## Dataset entries
****
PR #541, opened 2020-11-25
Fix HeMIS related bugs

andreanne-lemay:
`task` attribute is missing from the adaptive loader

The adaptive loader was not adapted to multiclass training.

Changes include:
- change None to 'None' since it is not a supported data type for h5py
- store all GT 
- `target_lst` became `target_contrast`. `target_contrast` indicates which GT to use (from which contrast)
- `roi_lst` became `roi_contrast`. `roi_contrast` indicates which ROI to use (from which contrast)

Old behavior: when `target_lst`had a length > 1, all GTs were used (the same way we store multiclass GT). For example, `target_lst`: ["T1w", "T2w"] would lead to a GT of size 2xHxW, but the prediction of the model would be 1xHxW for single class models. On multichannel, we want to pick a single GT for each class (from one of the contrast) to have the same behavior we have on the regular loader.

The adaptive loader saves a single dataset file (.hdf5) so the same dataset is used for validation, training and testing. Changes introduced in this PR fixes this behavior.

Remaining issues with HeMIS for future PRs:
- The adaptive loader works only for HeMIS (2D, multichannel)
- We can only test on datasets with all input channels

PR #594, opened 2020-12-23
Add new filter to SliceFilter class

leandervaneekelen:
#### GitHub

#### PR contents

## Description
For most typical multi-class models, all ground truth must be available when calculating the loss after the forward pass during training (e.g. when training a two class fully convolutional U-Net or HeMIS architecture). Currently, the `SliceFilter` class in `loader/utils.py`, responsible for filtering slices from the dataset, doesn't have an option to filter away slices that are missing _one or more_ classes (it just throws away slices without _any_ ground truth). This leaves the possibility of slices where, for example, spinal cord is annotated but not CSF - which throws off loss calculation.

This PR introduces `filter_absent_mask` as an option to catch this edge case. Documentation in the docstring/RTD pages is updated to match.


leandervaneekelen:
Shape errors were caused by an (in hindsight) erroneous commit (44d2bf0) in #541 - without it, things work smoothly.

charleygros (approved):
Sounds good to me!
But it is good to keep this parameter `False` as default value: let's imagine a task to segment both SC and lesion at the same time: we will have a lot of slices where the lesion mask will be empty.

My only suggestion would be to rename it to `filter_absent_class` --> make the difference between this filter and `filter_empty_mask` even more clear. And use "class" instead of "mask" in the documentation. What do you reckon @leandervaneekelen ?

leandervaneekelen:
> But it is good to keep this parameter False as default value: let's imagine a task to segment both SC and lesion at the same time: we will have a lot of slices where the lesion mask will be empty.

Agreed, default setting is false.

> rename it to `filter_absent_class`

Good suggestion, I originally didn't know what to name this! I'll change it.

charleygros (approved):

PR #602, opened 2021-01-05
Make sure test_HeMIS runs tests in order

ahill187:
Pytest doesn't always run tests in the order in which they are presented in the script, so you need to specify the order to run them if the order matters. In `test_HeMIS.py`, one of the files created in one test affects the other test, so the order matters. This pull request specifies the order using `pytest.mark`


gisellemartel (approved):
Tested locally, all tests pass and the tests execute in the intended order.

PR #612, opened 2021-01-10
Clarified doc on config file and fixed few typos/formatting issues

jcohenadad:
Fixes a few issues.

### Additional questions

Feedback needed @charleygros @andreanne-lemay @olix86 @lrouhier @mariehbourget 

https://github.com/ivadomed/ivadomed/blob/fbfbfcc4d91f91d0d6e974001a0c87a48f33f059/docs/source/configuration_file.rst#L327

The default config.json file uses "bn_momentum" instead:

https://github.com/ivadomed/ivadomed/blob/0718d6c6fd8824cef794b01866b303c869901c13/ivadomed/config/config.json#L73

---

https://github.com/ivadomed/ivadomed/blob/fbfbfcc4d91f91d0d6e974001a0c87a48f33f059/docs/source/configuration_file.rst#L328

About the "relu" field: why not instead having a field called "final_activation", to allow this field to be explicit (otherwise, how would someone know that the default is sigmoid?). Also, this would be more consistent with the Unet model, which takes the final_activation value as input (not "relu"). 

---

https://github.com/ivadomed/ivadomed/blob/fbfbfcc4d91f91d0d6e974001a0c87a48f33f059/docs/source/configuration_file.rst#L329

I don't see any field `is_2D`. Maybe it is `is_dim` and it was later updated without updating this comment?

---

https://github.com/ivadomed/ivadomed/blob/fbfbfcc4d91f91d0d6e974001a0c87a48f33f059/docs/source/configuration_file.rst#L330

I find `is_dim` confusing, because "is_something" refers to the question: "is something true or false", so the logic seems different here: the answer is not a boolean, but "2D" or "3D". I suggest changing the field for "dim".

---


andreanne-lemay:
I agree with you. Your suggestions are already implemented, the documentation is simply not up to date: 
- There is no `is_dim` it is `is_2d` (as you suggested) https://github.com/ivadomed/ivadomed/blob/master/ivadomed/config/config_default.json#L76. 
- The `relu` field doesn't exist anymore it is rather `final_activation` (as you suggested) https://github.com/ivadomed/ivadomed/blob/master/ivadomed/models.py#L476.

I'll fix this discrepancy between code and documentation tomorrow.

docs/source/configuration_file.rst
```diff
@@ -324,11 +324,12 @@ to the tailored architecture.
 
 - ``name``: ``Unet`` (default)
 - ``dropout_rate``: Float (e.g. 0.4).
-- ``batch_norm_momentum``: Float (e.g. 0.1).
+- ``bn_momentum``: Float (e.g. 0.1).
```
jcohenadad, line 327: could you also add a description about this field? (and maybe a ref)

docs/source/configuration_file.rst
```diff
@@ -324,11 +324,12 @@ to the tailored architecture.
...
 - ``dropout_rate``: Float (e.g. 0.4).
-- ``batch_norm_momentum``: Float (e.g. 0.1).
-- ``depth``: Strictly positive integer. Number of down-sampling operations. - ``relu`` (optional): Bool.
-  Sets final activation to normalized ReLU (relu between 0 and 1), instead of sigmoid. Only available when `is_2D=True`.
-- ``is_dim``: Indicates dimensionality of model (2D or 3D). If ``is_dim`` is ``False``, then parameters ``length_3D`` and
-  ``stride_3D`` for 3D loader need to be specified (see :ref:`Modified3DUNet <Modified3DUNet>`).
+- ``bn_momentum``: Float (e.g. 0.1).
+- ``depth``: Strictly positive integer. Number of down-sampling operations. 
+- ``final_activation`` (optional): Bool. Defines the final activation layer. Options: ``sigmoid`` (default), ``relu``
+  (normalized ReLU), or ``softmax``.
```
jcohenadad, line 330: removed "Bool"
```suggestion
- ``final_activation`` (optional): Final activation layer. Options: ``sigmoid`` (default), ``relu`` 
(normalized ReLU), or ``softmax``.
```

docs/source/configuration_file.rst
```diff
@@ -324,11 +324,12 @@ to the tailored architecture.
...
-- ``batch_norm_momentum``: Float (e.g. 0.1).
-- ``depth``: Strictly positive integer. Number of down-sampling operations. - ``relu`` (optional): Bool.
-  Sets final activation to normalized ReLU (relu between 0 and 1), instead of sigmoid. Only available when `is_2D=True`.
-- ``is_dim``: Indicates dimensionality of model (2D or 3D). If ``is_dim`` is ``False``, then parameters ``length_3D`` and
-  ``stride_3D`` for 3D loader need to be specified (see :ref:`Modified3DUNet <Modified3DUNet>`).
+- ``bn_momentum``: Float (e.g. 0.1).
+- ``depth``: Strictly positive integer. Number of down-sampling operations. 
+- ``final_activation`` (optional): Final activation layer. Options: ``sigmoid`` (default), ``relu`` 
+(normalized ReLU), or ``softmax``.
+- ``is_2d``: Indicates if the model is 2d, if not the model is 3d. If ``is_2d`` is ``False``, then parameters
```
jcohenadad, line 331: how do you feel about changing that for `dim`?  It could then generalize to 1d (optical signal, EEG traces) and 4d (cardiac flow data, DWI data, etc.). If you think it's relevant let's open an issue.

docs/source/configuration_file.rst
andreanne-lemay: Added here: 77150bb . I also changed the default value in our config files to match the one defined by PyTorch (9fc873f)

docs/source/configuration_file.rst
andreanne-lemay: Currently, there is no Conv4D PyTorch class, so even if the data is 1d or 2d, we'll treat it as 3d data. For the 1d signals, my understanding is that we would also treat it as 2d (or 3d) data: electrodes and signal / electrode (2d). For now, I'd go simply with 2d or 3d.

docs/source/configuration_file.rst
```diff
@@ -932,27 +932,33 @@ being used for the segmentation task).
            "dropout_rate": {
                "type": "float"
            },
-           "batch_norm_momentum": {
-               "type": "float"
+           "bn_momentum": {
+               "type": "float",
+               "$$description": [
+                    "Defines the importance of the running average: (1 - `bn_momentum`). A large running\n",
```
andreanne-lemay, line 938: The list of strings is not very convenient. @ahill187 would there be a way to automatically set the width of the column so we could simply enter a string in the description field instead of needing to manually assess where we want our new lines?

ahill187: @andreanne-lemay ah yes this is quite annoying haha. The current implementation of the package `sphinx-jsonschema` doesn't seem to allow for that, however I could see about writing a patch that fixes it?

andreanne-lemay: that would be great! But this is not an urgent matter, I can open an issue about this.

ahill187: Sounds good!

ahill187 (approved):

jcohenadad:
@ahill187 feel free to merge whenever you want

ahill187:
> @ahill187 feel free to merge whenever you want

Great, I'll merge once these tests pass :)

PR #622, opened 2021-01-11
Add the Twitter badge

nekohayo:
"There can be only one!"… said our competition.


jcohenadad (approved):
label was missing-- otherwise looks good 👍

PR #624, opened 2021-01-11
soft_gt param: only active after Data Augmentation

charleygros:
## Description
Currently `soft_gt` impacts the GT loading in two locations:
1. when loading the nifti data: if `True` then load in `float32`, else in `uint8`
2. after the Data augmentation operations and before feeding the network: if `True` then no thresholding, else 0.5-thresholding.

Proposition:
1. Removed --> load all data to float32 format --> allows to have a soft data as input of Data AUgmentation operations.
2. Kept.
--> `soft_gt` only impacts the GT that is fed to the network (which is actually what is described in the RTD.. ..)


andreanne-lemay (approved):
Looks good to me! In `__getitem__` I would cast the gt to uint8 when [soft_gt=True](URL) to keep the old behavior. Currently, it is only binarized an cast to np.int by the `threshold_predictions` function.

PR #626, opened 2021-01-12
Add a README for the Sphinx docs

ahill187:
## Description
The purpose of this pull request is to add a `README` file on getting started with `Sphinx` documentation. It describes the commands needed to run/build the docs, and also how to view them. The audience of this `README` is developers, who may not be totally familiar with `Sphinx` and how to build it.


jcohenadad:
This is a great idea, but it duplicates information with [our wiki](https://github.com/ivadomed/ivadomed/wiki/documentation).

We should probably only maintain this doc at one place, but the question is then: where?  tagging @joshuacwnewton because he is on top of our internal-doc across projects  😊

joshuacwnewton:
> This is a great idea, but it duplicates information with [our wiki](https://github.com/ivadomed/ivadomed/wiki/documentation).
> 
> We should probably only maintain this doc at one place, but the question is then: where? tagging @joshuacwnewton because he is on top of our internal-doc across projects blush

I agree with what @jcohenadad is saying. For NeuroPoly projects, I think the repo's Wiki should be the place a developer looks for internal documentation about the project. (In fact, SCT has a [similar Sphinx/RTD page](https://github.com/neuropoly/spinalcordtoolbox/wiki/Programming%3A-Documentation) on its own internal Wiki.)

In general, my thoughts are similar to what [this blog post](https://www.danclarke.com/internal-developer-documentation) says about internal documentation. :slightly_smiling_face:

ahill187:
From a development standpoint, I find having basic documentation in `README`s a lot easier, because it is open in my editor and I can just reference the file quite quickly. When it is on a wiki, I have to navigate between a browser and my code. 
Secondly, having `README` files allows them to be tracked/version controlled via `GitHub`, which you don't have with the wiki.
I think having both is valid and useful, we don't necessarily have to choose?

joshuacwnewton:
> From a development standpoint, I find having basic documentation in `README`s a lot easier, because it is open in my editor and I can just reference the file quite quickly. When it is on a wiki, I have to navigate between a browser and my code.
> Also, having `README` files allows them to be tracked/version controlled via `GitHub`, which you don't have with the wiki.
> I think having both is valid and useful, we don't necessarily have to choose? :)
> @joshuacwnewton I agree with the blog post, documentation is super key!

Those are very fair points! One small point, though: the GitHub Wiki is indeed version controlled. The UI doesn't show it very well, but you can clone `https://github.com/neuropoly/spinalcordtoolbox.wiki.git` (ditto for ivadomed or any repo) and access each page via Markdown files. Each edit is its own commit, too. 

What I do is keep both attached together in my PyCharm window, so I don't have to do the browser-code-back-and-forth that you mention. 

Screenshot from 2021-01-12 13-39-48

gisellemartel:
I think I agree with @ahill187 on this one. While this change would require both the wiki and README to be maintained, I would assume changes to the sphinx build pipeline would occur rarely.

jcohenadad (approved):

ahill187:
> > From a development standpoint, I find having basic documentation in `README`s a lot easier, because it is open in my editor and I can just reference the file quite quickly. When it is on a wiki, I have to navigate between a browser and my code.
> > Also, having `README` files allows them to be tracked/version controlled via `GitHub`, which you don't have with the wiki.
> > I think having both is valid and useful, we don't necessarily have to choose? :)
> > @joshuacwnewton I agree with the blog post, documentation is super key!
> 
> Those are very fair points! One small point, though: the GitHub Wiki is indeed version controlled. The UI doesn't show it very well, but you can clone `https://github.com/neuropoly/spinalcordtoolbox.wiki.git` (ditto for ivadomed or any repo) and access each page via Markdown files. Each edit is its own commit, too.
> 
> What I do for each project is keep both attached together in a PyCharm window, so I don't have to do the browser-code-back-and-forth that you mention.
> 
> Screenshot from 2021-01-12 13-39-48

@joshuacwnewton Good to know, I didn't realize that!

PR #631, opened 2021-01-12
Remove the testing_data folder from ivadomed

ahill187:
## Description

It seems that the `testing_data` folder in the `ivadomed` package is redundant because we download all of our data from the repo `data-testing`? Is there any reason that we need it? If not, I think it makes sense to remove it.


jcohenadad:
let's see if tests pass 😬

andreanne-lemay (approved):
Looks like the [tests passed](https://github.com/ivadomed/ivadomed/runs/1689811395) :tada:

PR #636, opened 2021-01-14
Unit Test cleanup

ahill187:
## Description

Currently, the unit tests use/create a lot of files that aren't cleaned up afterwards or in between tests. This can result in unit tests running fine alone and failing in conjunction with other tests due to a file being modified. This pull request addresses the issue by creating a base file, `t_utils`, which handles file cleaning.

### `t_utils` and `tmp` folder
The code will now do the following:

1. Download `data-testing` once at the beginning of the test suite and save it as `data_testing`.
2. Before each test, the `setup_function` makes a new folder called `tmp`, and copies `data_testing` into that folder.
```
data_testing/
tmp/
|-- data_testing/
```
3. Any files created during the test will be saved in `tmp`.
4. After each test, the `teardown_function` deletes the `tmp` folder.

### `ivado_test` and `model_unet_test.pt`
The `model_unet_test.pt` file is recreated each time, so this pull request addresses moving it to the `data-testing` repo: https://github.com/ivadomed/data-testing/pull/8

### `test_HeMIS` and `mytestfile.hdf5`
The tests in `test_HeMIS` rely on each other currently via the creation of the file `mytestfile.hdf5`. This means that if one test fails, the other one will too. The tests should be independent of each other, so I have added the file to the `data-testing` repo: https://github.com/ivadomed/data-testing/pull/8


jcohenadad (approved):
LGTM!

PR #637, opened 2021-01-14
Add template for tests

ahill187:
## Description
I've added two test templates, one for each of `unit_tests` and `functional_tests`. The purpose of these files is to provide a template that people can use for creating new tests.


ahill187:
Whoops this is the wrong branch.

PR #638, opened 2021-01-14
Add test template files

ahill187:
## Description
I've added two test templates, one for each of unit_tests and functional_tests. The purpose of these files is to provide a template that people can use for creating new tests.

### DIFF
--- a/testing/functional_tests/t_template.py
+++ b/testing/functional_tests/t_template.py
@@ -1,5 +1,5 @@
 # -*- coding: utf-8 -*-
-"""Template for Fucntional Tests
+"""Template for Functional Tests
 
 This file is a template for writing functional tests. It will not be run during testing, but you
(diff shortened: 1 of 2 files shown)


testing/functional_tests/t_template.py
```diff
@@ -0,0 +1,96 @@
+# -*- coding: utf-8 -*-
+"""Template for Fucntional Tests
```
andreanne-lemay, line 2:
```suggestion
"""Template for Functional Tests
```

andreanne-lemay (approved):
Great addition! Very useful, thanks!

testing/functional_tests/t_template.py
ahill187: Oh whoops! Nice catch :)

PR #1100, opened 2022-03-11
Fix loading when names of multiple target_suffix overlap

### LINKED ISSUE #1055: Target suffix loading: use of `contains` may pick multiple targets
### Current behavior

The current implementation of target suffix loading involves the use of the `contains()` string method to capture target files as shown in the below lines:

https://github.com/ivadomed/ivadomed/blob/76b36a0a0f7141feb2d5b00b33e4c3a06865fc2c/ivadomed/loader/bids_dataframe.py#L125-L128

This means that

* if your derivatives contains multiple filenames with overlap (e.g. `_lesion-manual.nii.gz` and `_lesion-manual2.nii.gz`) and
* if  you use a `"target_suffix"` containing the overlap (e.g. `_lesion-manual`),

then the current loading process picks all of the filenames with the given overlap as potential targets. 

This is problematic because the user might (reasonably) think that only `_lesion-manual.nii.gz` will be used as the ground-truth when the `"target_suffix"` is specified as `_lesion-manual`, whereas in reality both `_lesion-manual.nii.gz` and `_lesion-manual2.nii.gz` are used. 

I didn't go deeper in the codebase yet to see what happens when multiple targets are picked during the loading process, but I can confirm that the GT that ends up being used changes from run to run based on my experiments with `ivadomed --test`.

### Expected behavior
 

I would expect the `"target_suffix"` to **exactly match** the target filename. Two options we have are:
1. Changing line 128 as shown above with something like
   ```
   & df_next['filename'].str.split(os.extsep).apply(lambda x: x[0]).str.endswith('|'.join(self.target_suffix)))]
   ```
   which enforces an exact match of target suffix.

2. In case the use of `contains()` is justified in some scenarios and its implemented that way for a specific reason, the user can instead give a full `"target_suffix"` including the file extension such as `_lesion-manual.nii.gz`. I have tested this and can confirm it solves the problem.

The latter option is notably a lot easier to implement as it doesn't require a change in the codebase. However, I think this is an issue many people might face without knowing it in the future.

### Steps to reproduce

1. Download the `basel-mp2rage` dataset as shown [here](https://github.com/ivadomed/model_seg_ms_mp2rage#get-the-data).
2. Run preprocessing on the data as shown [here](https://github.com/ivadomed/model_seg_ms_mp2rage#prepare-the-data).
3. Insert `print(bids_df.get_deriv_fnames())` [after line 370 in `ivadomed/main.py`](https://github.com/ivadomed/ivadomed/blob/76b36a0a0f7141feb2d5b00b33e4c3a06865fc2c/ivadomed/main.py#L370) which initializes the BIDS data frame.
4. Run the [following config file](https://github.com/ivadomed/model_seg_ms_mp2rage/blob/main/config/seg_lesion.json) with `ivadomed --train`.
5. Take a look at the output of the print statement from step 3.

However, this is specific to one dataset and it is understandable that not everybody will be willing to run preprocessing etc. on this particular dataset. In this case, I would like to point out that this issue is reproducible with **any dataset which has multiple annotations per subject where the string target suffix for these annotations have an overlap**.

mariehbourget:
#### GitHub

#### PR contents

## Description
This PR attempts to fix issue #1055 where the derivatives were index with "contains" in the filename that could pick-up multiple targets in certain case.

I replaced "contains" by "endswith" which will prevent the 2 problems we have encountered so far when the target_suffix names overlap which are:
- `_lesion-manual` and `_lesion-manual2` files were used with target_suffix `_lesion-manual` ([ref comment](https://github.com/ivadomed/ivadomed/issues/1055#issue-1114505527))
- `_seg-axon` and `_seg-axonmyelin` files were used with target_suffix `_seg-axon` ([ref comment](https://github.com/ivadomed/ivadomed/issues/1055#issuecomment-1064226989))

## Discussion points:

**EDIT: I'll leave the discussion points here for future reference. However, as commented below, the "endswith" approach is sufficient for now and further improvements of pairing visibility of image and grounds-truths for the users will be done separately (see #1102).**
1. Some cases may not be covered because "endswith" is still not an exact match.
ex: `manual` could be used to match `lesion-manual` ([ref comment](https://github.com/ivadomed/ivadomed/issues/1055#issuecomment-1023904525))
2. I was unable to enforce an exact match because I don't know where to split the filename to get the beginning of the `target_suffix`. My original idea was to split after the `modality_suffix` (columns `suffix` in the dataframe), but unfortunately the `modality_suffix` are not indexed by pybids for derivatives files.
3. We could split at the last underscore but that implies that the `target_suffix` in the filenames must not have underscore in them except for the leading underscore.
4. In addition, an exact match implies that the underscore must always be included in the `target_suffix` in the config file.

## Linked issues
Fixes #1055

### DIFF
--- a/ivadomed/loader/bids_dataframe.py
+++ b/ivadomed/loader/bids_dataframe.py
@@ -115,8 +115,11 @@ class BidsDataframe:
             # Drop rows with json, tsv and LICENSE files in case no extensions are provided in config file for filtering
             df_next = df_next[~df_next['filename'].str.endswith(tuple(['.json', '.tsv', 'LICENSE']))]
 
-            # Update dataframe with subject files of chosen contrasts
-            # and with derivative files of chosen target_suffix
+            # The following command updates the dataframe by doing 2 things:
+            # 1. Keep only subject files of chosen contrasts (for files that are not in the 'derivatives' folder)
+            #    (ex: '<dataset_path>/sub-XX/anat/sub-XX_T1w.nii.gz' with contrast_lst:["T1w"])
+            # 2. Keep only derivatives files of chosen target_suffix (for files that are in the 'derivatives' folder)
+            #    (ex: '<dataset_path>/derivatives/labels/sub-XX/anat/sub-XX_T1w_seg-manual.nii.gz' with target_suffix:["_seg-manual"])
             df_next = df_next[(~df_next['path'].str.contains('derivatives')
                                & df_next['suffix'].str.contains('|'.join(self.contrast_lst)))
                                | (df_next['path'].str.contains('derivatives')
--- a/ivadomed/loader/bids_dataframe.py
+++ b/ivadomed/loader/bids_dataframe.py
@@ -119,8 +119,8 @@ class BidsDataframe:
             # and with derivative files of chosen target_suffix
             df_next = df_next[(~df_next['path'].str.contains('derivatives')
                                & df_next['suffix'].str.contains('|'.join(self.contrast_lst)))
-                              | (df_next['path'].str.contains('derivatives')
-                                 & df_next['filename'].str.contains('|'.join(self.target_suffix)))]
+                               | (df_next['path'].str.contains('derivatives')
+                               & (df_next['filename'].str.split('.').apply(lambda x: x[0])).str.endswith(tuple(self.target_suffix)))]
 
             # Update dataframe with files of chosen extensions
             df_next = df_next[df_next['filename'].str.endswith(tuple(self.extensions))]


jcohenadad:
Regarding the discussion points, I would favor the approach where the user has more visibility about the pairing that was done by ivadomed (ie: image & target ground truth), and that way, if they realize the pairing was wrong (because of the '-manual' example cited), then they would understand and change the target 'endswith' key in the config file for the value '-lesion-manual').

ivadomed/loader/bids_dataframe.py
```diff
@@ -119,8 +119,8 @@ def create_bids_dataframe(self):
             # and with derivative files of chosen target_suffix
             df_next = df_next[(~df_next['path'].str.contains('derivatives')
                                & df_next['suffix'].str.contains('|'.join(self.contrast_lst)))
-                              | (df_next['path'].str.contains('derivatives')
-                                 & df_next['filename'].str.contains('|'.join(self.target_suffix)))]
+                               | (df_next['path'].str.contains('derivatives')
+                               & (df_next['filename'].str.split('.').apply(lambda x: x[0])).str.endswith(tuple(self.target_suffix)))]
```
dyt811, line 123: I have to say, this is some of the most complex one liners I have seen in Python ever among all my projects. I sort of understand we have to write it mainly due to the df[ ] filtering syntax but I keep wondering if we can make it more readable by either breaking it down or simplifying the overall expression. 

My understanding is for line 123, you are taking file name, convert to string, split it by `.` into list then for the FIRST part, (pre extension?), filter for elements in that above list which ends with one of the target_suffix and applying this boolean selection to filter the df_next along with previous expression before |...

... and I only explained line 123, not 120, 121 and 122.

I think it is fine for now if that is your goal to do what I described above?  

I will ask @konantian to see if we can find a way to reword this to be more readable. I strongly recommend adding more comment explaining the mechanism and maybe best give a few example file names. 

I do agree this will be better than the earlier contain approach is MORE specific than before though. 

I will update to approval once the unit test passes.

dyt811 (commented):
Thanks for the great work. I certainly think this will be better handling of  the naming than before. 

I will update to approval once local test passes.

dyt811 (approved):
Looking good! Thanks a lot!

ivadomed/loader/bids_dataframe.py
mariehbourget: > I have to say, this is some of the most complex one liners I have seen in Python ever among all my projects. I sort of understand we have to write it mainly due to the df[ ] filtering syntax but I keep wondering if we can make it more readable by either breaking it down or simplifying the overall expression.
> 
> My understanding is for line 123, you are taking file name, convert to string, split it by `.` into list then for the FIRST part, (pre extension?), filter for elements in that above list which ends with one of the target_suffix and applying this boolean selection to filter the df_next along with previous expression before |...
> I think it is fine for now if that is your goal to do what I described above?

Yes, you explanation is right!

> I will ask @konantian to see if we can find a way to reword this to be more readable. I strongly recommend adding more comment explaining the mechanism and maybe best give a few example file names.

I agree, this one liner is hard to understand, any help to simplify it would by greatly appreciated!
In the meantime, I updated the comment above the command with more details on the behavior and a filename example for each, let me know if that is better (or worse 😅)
****
## About this task
Please reproduce, exactly as they appear above, the lines from the line containing "ahill187: Sounds good!" up to and including the line containing "across projects blush".

## Task solution
ahill187: Sounds good!

ahill187 (approved):

jcohenadad:
@ahill187 feel free to merge whenever you want

ahill187:
> @ahill187 feel free to merge whenever you want

Great, I'll merge once these tests pass :)

PR #622, opened 2021-01-11
Add the Twitter badge

nekohayo:
"There can be only one!"… said our competition.


jcohenadad (approved):
label was missing-- otherwise looks good 👍

PR #624, opened 2021-01-11
soft_gt param: only active after Data Augmentation

charleygros:
## Description
Currently `soft_gt` impacts the GT loading in two locations:
1. when loading the nifti data: if `True` then load in `float32`, else in `uint8`
2. after the Data augmentation operations and before feeding the network: if `True` then no thresholding, else 0.5-thresholding.

Proposition:
1. Removed --> load all data to float32 format --> allows to have a soft data as input of Data AUgmentation operations.
2. Kept.
--> `soft_gt` only impacts the GT that is fed to the network (which is actually what is described in the RTD.. ..)


andreanne-lemay (approved):
Looks good to me! In `__getitem__` I would cast the gt to uint8 when [soft_gt=True](URL) to keep the old behavior. Currently, it is only binarized an cast to np.int by the `threshold_predictions` function.

PR #626, opened 2021-01-12
Add a README for the Sphinx docs

ahill187:
## Description
The purpose of this pull request is to add a `README` file on getting started with `Sphinx` documentation. It describes the commands needed to run/build the docs, and also how to view them. The audience of this `README` is developers, who may not be totally familiar with `Sphinx` and how to build it.


jcohenadad:
This is a great idea, but it duplicates information with [our wiki](https://github.com/ivadomed/ivadomed/wiki/documentation).

We should probably only maintain this doc at one place, but the question is then: where?  tagging @joshuacwnewton because he is on top of our internal-doc across projects  😊

joshuacwnewton:
> This is a great idea, but it duplicates information with [our wiki](https://github.com/ivadomed/ivadomed/wiki/documentation).
> 
> We should probably only maintain this doc at one place, but the question is then: where? tagging @joshuacwnewton because he is on top of our internal-doc across projects blush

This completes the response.